Bulldog Edition in Ace Hotel is the Square Mile place doing all the interesting things with the EK.

Round the corner there's a place called Craft Coffee that's my favourite.

Are you wanting to get a burger round there or something more central? If you want something east, tasty but not too trendy try Byron near Liverpool St. Fairly reasonable and reliable. There's Meat Mission in Shoreditch too which is great. More central are Meat Liquor, Honest Burger, Patty and Bun etc.


----------



## dsc

Cheers Gents, will check those out.

As for burgers, I've tried Byron several times, indeed it is reliable. I've heard about Meat Mission / Meat Liquor before, but never got a chance to eat there. Anything Central-ish is good, although I dunno what's central in London to be honest, everything seems to be close to something central if you get my drift.

Regards,

T.


----------



## jeebsy

Meat Liquor is Oxford St central, Meat Mission is nearer Bulldog and Craft Coffee.

If you're eating in the evening avoid Meat Liquor, it's normally queued round the block by about 7pm. Honest Burger is the new hot ticket.


----------



## dsc

I'll probably be on my train back at 8pm or so, so eating will happen earlier. I'm basically going with this:

http://www.hamburger-me.com/p/best-burgers-in-london-top-10.html

just not sure if most places are open throughout the day, or only for lunch and evenings.

Not sure whether it's worth dropping into Prufrock, it's a bit off the beaten track and last time I was there it was a bit bland (both atmosphere and brew-wise).

Regards,

T.


----------



## jeebsy

Where are you thinking? Some of them split services, some open all day


----------



## dsc

Not sure, will double check all websites to make sure places are open when I go there. Cheers jeebsy!

Regards,

T.


----------



## adam0bmx0

Food wise, Flat Iron or Pitt Que


----------



## dsc

Argh! and I thought I've decided already. Both places look good, leaning towards Flat Iron though, love a nice steak.

Regards,

T.


----------



## Daren

As you seem like a knowledgeable bunch - any suggestions for decent coffee near the History/Science museum? I'm taking the family there Sunday.


----------



## drude

I doubt a better burger than http://www.bleeckerburger.co.uk/ @bleekerburger can be found anywhere. It's just a van but truly amazing. Have to check twitter to see where they are though.


----------



## jeebsy

Pitt Que is fantastic if you can get a table. Give me the old fashioned booking system any day!


----------



## rodabod

Climpson's at Broadway market serve fantastic coffee, and you can then go to the Sebright Arms down the road for an amazing burger and a pint of Jaipur IPA.


----------



## jcheung

Patty & Bun is my current favourite burger joint.

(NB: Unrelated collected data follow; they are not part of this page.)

PR #2456, opened 2018-07-24
HHH-12792 : Document binary incompatibility of persisters and tuplizers (5.2)

gbadner:
https://hibernate.atlassian.net/browse/HHH-12792

Tuplizer and persister SPIs changed going from 5.1 to 5.2.


gsmet:
Merged, thanks!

Meat Liquor is also great but they refused to cook to medium rare last time I was there.


----------



## drude

Daren said:


> As you seem like a knowledgeable bunch - any suggestions for decent coffee near the History/Science museum? I'm taking the family there Sunday.


I went to Fernandez & Wells with the family, which is just near the museums. Decent enough espresso, great sandwiches

Fernandez & Wells

8 Exhibition Rd

London SW7 2HF

http://www.fernandezandwells.com/


----------



## Daren

I've just had a nose at the F&W website Drude - looks really good (and they are using Hasbean so very promising). I'm sold! Thanks for the tip.


----------



## drude

No worries. If you're driving, parking is really cheap on Sundays on S.Carriage Drive at the Southern edge of the park - 5 mins walk down to the museums. My kids are a little younger than yours (judging by what I can remember of the anti-Bootsy vids) and they found the distance fine.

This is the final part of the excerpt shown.